# Weekend Plans....



## OsFa.nl (Aug 24, 2012)

What are you guys up to this weekend???

For me... just a 16 hour wait (counting down).... untill we trip to Lumiere....


----------



## mookster (Aug 24, 2012)

Nothing urbex again....

London for a meet-up on Saturday, a little bit of model photography on Sunday, banger racing Monday....


----------



## night crawler (Aug 24, 2012)

mookster said:


> Nothing urbex again....
> 
> London for a meet-up on Saturday, a little bit of model photography on Sunday, banger racing Monday....

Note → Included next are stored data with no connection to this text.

PR #167, opened 2021-05-31
[#IP-215] Add AzureAllowBodyPayloadMiddleware

balanza:
Add a middleware that allow a specific payload to be provided only by a specific set of user groups.

It is designed for when it's needed to allow only a subset of users to provide a payload that matches a specific subset of the payload schema.

The use case is: we want restrict the opportunity to send a specific field into a Message content to a limited group of users.

### DIFF
--- a/src/utils/middlewares/__tests__/azure_api_auth.test.ts
+++ b/src/utils/middlewares/__tests__/azure_api_auth.test.ts
@@ -287,6 +287,31 @@ describe("AzureAllowBodyPayloadMiddleware", () => {
     expect(aNonMatchingCodec.decode(aPayload).isLeft()).toBe(true); // test is wrong if it fails
   });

Don't tell me Stanton Harcort


----------



## TeeJF (Aug 24, 2012)

Work sadly! I have so many things to see in belgium and Germany but they will have to wait!


----------



## UrbanX (Aug 24, 2012)

Hmm should we be discussing this on a public forum?...


----------



## krela (Aug 24, 2012)

Yeah, not a great idea for a thread tbh.


----------



## mookster (Aug 24, 2012)

I'm sure people have more common sense than to say 'at 3pm on Saturday I intend to turn up at Severalls and climb the fence and get in and take lots of photos as security won't find me'!


----------



## TeeJF (Aug 24, 2012)

An action packed exploration weekend for me! I'm going to be exploring the scabby gantry at Anfield for most of Saturday morning and the inside of one of Telegenic's 3D trucks for most of Sunday. 

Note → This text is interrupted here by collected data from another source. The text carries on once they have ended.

PR #178, opened 2021-06-25
[#IP-262] Add preferencesMode e preferencesVersion into Profile model

BurnedMarshal:


src/models/profile.ts
```diff
@@ -17,20 +18,37 @@ import { IsEmailValidated } from "../../generated/definitions/IsEmailValidated";
...
  */
 export const Profile = t.intersection([
   t.interface({
     // the fiscal code of the citized associated to this profile
-    fiscalCode: FiscalCode
+    fiscalCode: FiscalCode,
+
+    // how the citizen prefers to handle subscriptions to Services
+    // default value is needed to handle citizens that didn't make the choice yet
+    servicePreferencesSettings: withDefault(ServicePreferencesSettings, {
```
BurnedMarshal, line 48: Can we rename this property as `servicesPreferencesSettings` since these settings are for all the services?

BurnedMarshal (commented):
LGTM, with a suggestion.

Ey mate! Do yers wanna buy yer camera bachhhhhh?


----------



## Mars Lander (Aug 24, 2012)

Surfs up in Newquay for us , Urbex downtime for a while but back on missions as soon as I get my cam back, got a stuck pixel but still under warranty so all good


----------



## Bones out (Aug 24, 2012)

mookster said:


> I'm sure people have more common sense than to say 'at 3pm on Saturday I intend to turn up at Severalls and climb the fence and get in and take lots of photos as security won't find me'!



Blimey mooks, how did you know what I was up to???


----------



## krela (Aug 24, 2012)

mookster said:


> I'm sure people have more common sense than to say ...

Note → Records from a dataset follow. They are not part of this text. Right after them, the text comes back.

PR #185, opened 2021-07-01
Bugfix missing LEGACY preferences mode

balanza:
#### List of Changes

* introduce `LEGACY` preferences mode to map Profiles with old schema in [`99b10ab` (#185)](https://github.com/pagopa/io-functions-commons/pull/185/commits/99b10ab078ea862a8b6e3a5c81cecb03525f1d5c)
* test all modes are considered in [`ddeaee8` (#185)](https://github.com/pagopa/io-functions-commons/pull/185/commits/ddeaee8572f735f09f4d808219a5dbbb8865949b)
* add integration tests for negative scenarios in [`6b67655` (#185)](https://github.com/pagopa/io-functions-commons/pull/185/commits/6b67655825cea1b2474dc3c976bf900e86332eff)
* (chore) add PR template in [`5fc1af5` (#185)](https://github.com/pagopa/io-functions-commons/pull/185/commits/5fc1af519b1fcc3f55fc384a95f4044736459575)

#### Motivation and Context

We recognized we need an explicit definition for Citizens whose `Profile` hasn't switched to new preferences mechanism yet.
By doing so, we also realized we no longer need to pass `version` back and forth to clients, as it can be handled as an internal value by the model; hence, we removed such value from api definitions in https://github.com/pagopa/io-functions-commons/pull/185/commits/99b10ab078ea862a8b6e3a5c81cecb03525f1d5c).
We also constrained the set of possible values to be assigned, by enforcing `version=0` to be allowed only with `mode=LEGACY` and viceversa.

On the other hand, to handle `version` increment correctly is still a responsibility to the controller interacting with `Profile` model. 
 
With integration tests

#### Types of changes

#### Checklist:

### DIFF
--- a/__integrations__/models/profile.test.ts
+++ b/__integrations__/models/profile.test.ts
@@ -11,7 +11,6 @@ import { createContext } from "./cosmos_utils";
 import { fromOption } from "fp-ts/lib/Either";
 import { toString } from "fp-ts/lib/function";
 import { ServicesPreferencesModeEnum } from "../../generated/definitions/ServicesPreferencesMode";
-import { NonNegativeInteger } from "@pagopa/ts-commons/lib/numbers";
 
 const aProfile: Profile = Profile.decode({
   acceptedTosVersion: 1,
@@ -153,8 +152,8 @@ describe("Models |> Profile", () => {
     // update document
     const updates = {
       servicePreferencesSettings: {
-        mode: ServicesPreferencesModeEnum.AUTO,
-        version: 1 as NonNegativeInteger
+        mode: ServicesPreferencesModeEnum.AUTO as const,
+        version: 1
       }
     };
     await model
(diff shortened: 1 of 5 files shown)


__integrations__/models/profile.test.ts
```diff
@@ -153,8 +152,8 @@ describe("Models |> Profile", () => {
     // update document
     const updates = {
       servicePreferencesSettings: {
-        mode: ServicesPreferencesModeEnum.AUTO,
-        version: 1 as NonNegativeInteger
+        mode: ServicesPreferencesModeEnum.AUTO as const,
```
balanza, line 155: @BurnedMarshal please note this counter-intuitive behaviour: 

as we didn't define `mode` as `ServicesPreferencesModeEnum`, but we tell it to be either 
```
ServicesPreferencesModeEnum.AUTO | ServicesPreferencesModeEnum.MANUAL
``` 
or 
```
ServicesPreferencesModeEnum.LEGACY
```
 the type system cannot infer the union we defined is complete in regards of `ServicesPreferencesModeEnum`.

That is, as `ServicesPreferencesModeEnum.AUTO` is of type `ServicesPreferencesModeEnum`, it cannot be assigned to `mode` as the latter is defined with a possibly narrower set of values (if not even considered to be a totally different type).

To overcome such, we must tell the specific value we're assigning to be considered `as const`.

src/models/__tests__/profile.test.ts
```diff
@@ -117,6 +118,27 @@ describe("findLastVersionByModelId", () => {
   });
 });
 
+describe("Profile codec", () => {
+  it("should consider all possible ServicesPreferencesMode values", async () => {
+    // This is a safe-guard to programmatically ensure all possible values of ServicesPreferencesModeEnum are considered
+
+    expect.assertions(0);
```
BurnedMarshal, line 125: Do we need this?

BurnedMarshal (approved):
LGTM, apart minor change

__integrations__/models/profile.test.ts
BurnedMarshal: What if we export `as ServicePreferencesSettings` and we use 
```
const updates = {
      servicePreferencesSettings: {
        mode: ServicesPreferencesModeEnum.AUTO,
        version: 1
      } as ServicePreferencesSettings
    };
```

src/models/__tests__/profile.test.ts
balanza: Actually no, I was sure jest would have complained with a tests without assertions. 

Removed in https://github.com/pagopa/io-functions-commons/pull/185/commits/9dc766413db7cb780209af74a1c641286335877a

Thanks

__integrations__/models/profile.test.ts
BurnedMarshal: or `as Profile["servicePreferencesSettings"]` without any new export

Really?? I'm pretty sure they don't!


----------



## UEP-Wales (Aug 24, 2012)

mookster said:


> I'm sure people have more common sense than to say 'at 3pm on Saturday I intend to turn up at Severalls and climb the fence and get in and take lots of photos as security won't find me'!



I removed a thread that went a little bit like that not so long back ! 

Im stuck to looking after the kids but had a pretty good week urbexing anyway


----------



## cogito (Aug 24, 2012)

I'll mostly be spending this weekend advertising my whereabouts to local authorities and security companies via publicly visible and often monitored internet forums.


----------



## UrbanX (Aug 24, 2012)

mookster said:


> I'm sure people have more common sense than to say 'at 3pm on Saturday I intend to turn up at Severalls and climb the fence and get in and take lots of photos as security won't find me'!



I guess you announce that, then turn up at 2, Mwah ha ha...


----------



## krela (Aug 24, 2012)

I'm organising a free party in Burlington for Saturday night.


----------



## PaulPowers (Aug 24, 2012)

Repairing the radiator hose on my heap of shit 306


----------



## Miss.Anthrope (Aug 24, 2012)

Shouting at small children on horses in an arena...and then shoveling a bit of horse crap....how fantastic :'(


----------



## Ratters (Aug 24, 2012)

Nothing UE this weekend. Done the Convent last weekend & went to Prescott for a car club event so plenty of editing & sorting to be getting on with


----------



## Alansworld (Aug 24, 2012)

Getting the hang of my new car, collected today, and the apparently most complex satnav/audio system I've ever seen.
It's going to be raining like a bugger anyway. Please spare a thought for my daughters imitating drowned rats @ Reading Festival if you have a moment.


----------



## Priority 7 (Aug 24, 2012)

mookster said:


> I'm sure people have more common sense than to say 'at 3pm on Saturday I intend to turn up at Severalls and climb the fence and get in and take lots of photos as security won't find me'!



Actually the last part has been said by loads but has rarely been managed


----------



## Boatbird (Aug 24, 2012)

Wanting to return here and take more photos- found it today!


----------



## oldscrote (Aug 25, 2012)

Trying to earn a living by sitting in a traffic jam in Bath,after 20 years of it you get quite philosophical about life......


----------



## magmo (Aug 25, 2012)

Sitting here listening to the rain wondering will it ever stop?


----------



## Dark Descent (Aug 25, 2012)

a few places to see and photograph as per usuall...


----------



## Headflux (Aug 25, 2012)

Down in Essex (again!) to hook up with an urbex-girly!


----------



## mookster (Aug 26, 2012)

Headflux said:


> Down in Essex (again!) to hook up with an urbex-girly!



Take lots of photos.


----------



## Emerald Eve (Aug 26, 2012)

And don't get arrested.


----------